Last July, for example, the liberal justices took the extraordinary step of writing, in plain terms, that the Court had overreached and taken actions that exceed its powers and role in our democracy, which is not something you see very often.
The court's decision overturning affirmative action in Students for Fair Admissions v. Harvard was an "unjustified exercise of power," Justice Sonia Sotomayor wrote for the court’s liberals.
Yesterday, Sotomayor wrote in another decision about agency power that the Court had ushered in another massive sea change, explicitly connecting the right-leaning justices to the broader conservative movement, and suggesting that they don’t simply interpret law: “Litigants seeking further dismantling of the ‘administrative state’ have reason to rejoice in their win today, but those of us who cherish the rule of law have nothing to celebrate,” she wrote.
And Kagan noted in today’s ruling that overturned Chevron that “this very Term presents yet another example of the Court’s resolve to roll back agency authority, despite congressional direction to the contrary,” and without regard to stare decisis, the principle that courts shouldn’t shake up long-settled laws and practice.
In recent years, the Court has had no compunction about flexing or stretching the bounds of its immense practical powers in increasingly brazen ways.
“My own defenses of stare decisis—my own dissents to this Court’s reversals of settled law—by now fill a small volume,” Kagan wrote, citing the ruling that overturned the constitutional right to abortion, among other recent major policy changes.
Besides how they’ve exercised their authority, at least some of the justices also apparently believe that the other two branches of government have little or perhaps no power over how they operate, or to tell them what they can and can’t do.
John Roberts, the Chief Justice of the Supreme Court and head of the judicial branch, has refused to testify before Congress twice in the last two years, in regards to the most serious kind of apparent ethical violations by his fellow conservative justices. Roberts cited “separation of powers concerns” as his reasons both times, and in one letter, he pointed out that “Congressional testimony from the head of the Executive Branch”—the president—is “likewise infrequent.”
Take that analogy to the elected head of state how you will; Justice Samuel Alito, though, has been much less circumspect.
“Congress did not create the Supreme Court,” Alito said last year, in an interview published in the Wall Street Journal’s opinion section.
“I know this is a controversial view, but I’m willing to say it,” he went on. “No provision in the Constitution gives them the authority to regulate the Supreme Court—period.”
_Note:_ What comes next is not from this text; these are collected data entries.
PR #400, opened 2020-03-26
tests/image: test ami images on AWS

### LINKED ISSUE #337: tests/image: Test ami images on AWS
Currently, we are only booting the ami images locally using qemu. We should switch the ami test to do a proper test in the real AWS environment. Currently, there's a minor issue with it: The image tests use `osbuild` instead of `osbuild-composer` to do the image build, because it's currently impossible to disable updates repository in composer and we don't want the tested images to change all the time. Therefore, we don't have a simple way to upload the image to AWS. For now, let's just directly use the code from `internal/upload` to do the upload and we can switch to `osbuild-composer` later.

What is needed:
- create a new boot type in image tests
- use the functions in `internal/upload` to do the upload
- create and run a VM from the uploaded image in AWS
- try to connect to it using ssh and get the machine's status from `systemctl --wait is-system-running`
- tear everything down

Also, a workaround/fix for #257 is needed.

ondrejbudai:
Blocked by #460, without this, the s3 objects won't be deleted.

This PR adds a lot of small cleanups to the image tests and the support for testing the ami images on the actual AWS. The AWS tests won't be run if secrets are not set as environment variables, qemu is used as a fallback in this case.

It should be fairly simple to switch the aws upload to be done by osbuild-composer when we decide to use it in the image tests.

To answer @atodorov 's question, in the end, I decided to use a freshly generated key-pair for each AWS upload. I think it's definitely better for security purposes. I understand that we may have a use-case for debugging the running instance and this will make it hard, but I feel this should be done as a follow-up when we know how do we want to implement this.

I decided to use cloud-init's userData to insert the public key. We could also use the EC2 key-pairs, but that would require a bit more setup and teardown. Both methods use cloud-init in the end, so I don't think there's a big difference in these two variants and thus I prefer the simpler one.

The tests are designed to be self-contained - nothing apart from valid credentials and correctly set `vmimport` role is required.

Closes #337

### DIFF
--- a/cmd/osbuild-image-tests/aws.go
+++ b/cmd/osbuild-image-tests/aws.go
@@ -1,0 +1,281 @@
+// +build integration
+
+package main
+
+import (
+	"encoding/base64"
+	"errors"
+	"fmt"
+	"io/ioutil"
+	"os"
+
+	"github.com/aws/aws-sdk-go/aws"
+	"github.com/aws/aws-sdk-go/aws/credentials"
+	"github.com/aws/aws-sdk-go/aws/session"
+	"github.com/aws/aws-sdk-go/service/ec2"
+	"github.com/osbuild/osbuild-composer/internal/upload/awsupload"
+)
+
+type awsCredentials struct {
+	AccessKeyId     string
+	SecretAccessKey string
+	Region          string
+	Bucket          string
+}
+
+// getAWSCredentialsFromEnv gets the credentials from environment variables
+// If none of the environment variables is set, it returns nil.
+// If some but not all environment variables are set, it returns an error.
+func getAWSCredentialsFromEnv() (*awsCredentials, error) {
+	accessKeyId, akExists := os.LookupEnv("AWS_ACCESS_KEY_ID")
+	secretAccessKey, sakExists := os.LookupEnv("AWS_SECRET_ACCESS_KEY")
+	region, regionExists := os.LookupEnv("AWS_REGION")
+	bucket, bucketExists := os.LookupEnv("AWS_BUCKET")
+
+	// Workaround Travis security feature. If non of the variables is set, just ignore the test
+	if !akExists && !sakExists && !bucketExists && !regionExists {
+		return nil, nil
+	}
+	// If only one/two of them are not set, then fail
+	if !akExists || !sakExists || !bucketExists || !regionExists {
+		return nil, errors.New("not all required env variables were set")
+	}
+
+	return &awsCredentials{
+		AccessKeyId:     accessKeyId,
+		SecretAccessKey: secretAccessKey,
+		Region:          region,
+		Bucket:          bucket,
+	}, nil
+}
+
+// encodeBase64 encodes string to base64-encoded string
+func encodeBase64(input string) string {
+	return base64.StdEncoding.EncodeToString([]byte(input))
+}
+
+// createUserData creates cloud-init's user-data that contains user redhat with
+// the specified public key
+func createUserData(publicKeyFile string) (string, error) {
+	publicKey, err := ioutil.ReadFile(publicKeyFile)
+	if err != nil {
+		return "", fmt.Errorf("cannot read the public key: %#v", err)
+	}
+
+	userData := fmt.Sprintf(`#cloud-config
+user: redhat
+ssh_authorized_keys:
+  - %s
+`, string(publicKey))
+
+	return userData, nil
+}
+
+// wrapErrorf returns error constructed using fmt.Errorf from format and any
+// other args. If innerError != nil, it's appended at the end of the new
+// error.
+func wrapErrorf(innerError error, format string, a ...interface{}) error {
+	if innerError != nil {
+		a = append(a, innerError)
+		return fmt.Errorf(format+"\n\ninner error: %#s", a...)
+	}
+
+	return fmt.Errorf(format, a...)
+}
+
+// uploadImageToAWS mimics the upload feature of osbuild-composer.
+// It takes an image and an image name and creates an ec2 instance from them.
+// The s3 key is never returned - the same thing is done in osbuild-composer,
+// the user has no way of getting the s3 key.
+func uploadImageToAWS(c *awsCredentials, imagePath string, imageName string) error {
+	uploader, err := awsupload.New(c.Region, c.AccessKeyId, c.SecretAccessKey)
+	if err != nil {
+		return fmt.Errorf("cannot create aws uploader: %#v", err)
+	}
+
+	_, err = uploader.Upload(imagePath, c.Bucket, imageName)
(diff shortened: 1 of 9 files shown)


cmd/osbuild-image-tests/main_test.go
```diff
@@ -96,22 +96,22 @@ func splitExtension(path string) (string, string) {
 func testImageInfo(t *testing.T, imagePath string, rawImageInfoExpected []byte) {
 	var imageInfoExpected interface{}
 	err := json.Unmarshal(rawImageInfoExpected, &imageInfoExpected)
-	require.Nilf(t, err, "cannot decode expected image info: %#v", err)
+	require.NoErrorf(t, err, "cannot decode expected image info: %#v", err)
```
teg: For the uninitiated: what's the difference, why do you make this change?

tools/test-case-generators/format-request-map.json
```diff
@@ -1,7 +1,7 @@
 {
   "ami": {
     "boot": {
-      "type": "qemu-extract"
+      "type": "aws"
```
teg: This works as-is, even if we are still producing `raw.xz` images?

cmd/osbuild-image-tests/aws.go
```diff
@@ -0,0 +1,209 @@
...
+	}
+
+	return prefix + id.String(), nil
+}
+
+var userData = `#cloud-config
+user: redhat
+ssh_authorized_keys:
+  - ssh-rsa AAAAB3NzaC1yc2EAAAADAQABAAABAQC61wMCjOSHwbVb4VfVyl5sn497qW4PsdQ7Ty7aD6wDNZ/QjjULkDV/yW5WjDlDQ7UqFH0Sr7vywjqDizUAqK7zM5FsUKsUXWHWwg/ehKg8j9xKcMv11AkFoUoujtfAujnKODkk58XSA9whPr7qcw3vPrmog680pnMSzf9LC7J6kXfs6lkoKfBh9VnlxusCrw2yg0qI1fHAZBLPx7mW6+me71QZsS6sVz8v8KXyrXsKTdnF50FjzHcK9HXDBtSJS5wA3fkcRYymJe0o6WMWNdgSRVpoSiWaHHmFgdMUJaYoCfhXzyl7LtNb3Q+Sveg+tJK7JaRXBLMUllOlJ6ll5Hod
+`
```
atodorov: Where is this key coming from ? 

The script in lorax-composer's repo doesn't actually supply the keys like that, but instead tells RunInstances which KeyName (from the definitions available in AWS) to use. I think that is a bit closer to what happens in reality but I may be mistaken. 

Anyway I think I prefer having the test create/utilize the ssh key from the system executing it. That way a person would be able to ssh into the machine if it boots but something else fails for example.

ondrejbudai:
Still WIP, should be ready for review pretty soon I hope.

cmd/osbuild-image-tests/main_test.go
ondrejbudai: NoError() is more understandable (both in the code and in the output) than Nil() when asserting errors. Also the rest of the tests uses mostly NoError() when asserting errors, this change should lead to a better consistency.

cmd/osbuild-image-tests/aws.go
ondrejbudai: See the updated "PR body".

cmd/osbuild-image-tests/aws.go
```diff
@@ -0,0 +1,286 @@
...
+
+	return fmt.Errorf(format, a...)
+}
+
+// uploadImageToAWS mimics the upload feature of osbuild-composer.
+// It takes an image and an image name and creates an ec2 instance from them.
+// The s3 key is never returned - the same thing is done in osbuild-composer,
+// the user has no way of getting the s3 key.
+func uploadImageToAWS(c *awsCredentials, imagePath string, imageName string) error {
+	s3Key, err := generateRandomString("osbuild-image-tests-s3-")
```
atodorov, line 91: wouldn't it be better to match the UUID of the image ?

cmd/osbuild-image-tests/main_test.go
```diff
@@ -169,10 +180,10 @@ func trySSHOnce(ns netNS) error {
 // testSSH tests the running image using ssh.
 // It tries 20 attempts before giving up. If a major error occurs, it might
 // return earlier.
-func testSSH(t *testing.T, ns netNS) {
+func testSSH(t *testing.T, address string, privateKey string, ns *netNS) {
 	const attempts = 20
 	for i := 0; i < attempts; i++ {
-		err := trySSHOnce(ns)
+		err := trySSHOnce(address, privateKey, ns)
 		if err == nil {
```
atodorov, line 187: you can use require.NoError here as well

cmd/osbuild-image-tests/main_test.go
```diff
@@ -189,39 +200,111 @@ func testSSH(t *testing.T, ns netNS) {
...
+		if err != nil {
+			log.Printf("cannot delete the ec2 image, resources could have been leaked: %#v", err)
+		}
+	}()
+
+	// If the test is failed at this point, there's no point in continuing.
+	// The deferred cleanup will be called.
+	if t.Failed() {
+		t.FailNow()
+	}
```
atodorov, line 272: If you change line 255 to use require instead of assert won't this condition become obsolete ?

cmd/osbuild-image-tests/main_test.go
ondrejbudai: I want to pass the test immediately when `err == nil`, therefore `require.NoError` doesn't make much sense here.

cmd/osbuild-image-tests/aws.go
ondrejbudai: Yeah, let's do it as a follow-up?

cmd/osbuild-image-tests/main_test.go
ondrejbudai: I want to register the deferred function on line 261 and I couldn't find a cleaner way to write it, therefore I chose this a bit cumbersome, but reliable way.

atodorov: I think you should register the deferred function on line 258 before `require.NoError` b/c in case of error that will short-cirtcuit the test and you won'd perform cleanup, right ? Then this if condition will not be necessary.

ondrejbudai: I changed my mind, the error handling was very confusing and over-engineered, I pushed a new much simpler version, which should do basically the same.

cmd/osbuild-image-tests/aws.go
ondrejbudai: Fixed in the latest push.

To be frank, that notion is entirely unserious, both as a matter of constitutional interpretation, basic principles of democratic governance, or just common sense about checks and balances.
The Constitution says that the “judicial power of the United States, shall be vested in one Supreme Court” and lower federal courts that “Congress may from time to time ordain and establish.” In short, it calls for the establishment of a Supreme Court, but their power comes from Congress, as does their rules of operation, like how many justices sit on the Court.
Alito’s point likely prompted a sort of rebuke from one of the liberal justices, again: days after his comment, Kagan said during a judicial conference that “Of course Congress can regulate various aspects of what the Supreme Court does.”
““It just can’t be that the court is the only institution that somehow is not subject to any checks and balances from anybody else,” she said, adding, “I mean, we are not imperial.”
That point is obviously correct. Still, whether or not her conservative colleagues agree seems to be an open question. And the way the court exercises its power certainly suggests that the six justices in the conservative majority might just be the supreme rulers of the United States, at least as a practical matter.
As some have suggested, Congress and the President—you know, the other co-equal branches—might want to do something about that.